Problem statement: Search the records for the string "mozilla", then copy each line that has it.

Excerpted data:
__________________________________________________
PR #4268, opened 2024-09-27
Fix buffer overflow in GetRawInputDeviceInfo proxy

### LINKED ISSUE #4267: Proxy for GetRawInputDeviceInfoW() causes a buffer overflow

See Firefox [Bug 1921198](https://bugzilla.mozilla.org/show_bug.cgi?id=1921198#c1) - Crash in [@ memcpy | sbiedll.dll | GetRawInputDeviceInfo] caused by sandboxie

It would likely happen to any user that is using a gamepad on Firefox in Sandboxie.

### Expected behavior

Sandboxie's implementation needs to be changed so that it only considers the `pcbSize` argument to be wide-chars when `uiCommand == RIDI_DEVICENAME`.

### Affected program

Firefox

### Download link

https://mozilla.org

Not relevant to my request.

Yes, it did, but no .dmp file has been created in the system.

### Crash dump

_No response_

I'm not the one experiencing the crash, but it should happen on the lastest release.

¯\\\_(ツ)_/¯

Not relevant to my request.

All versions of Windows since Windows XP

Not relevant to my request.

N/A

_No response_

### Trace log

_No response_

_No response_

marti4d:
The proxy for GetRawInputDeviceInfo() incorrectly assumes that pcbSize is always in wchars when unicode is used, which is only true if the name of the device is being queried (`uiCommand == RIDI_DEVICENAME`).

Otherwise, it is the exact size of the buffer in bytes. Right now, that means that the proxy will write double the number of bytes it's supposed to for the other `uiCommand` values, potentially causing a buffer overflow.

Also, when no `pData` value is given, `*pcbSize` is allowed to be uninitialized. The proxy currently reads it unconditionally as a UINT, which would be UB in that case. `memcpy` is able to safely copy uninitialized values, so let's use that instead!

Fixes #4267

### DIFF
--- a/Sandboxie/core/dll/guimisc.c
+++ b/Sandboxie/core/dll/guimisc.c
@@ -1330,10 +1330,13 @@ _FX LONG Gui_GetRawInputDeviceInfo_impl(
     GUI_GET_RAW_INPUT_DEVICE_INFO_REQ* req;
__________________________________________________
Task solution:
See Firefox [Bug 1921198](https://bugzilla.mozilla.org/show_bug.cgi?id=1921198#c1) - Crash in [@ memcpy | sbiedll.dll | GetRawInputDeviceInfo] caused by sandboxie
https://mozilla.org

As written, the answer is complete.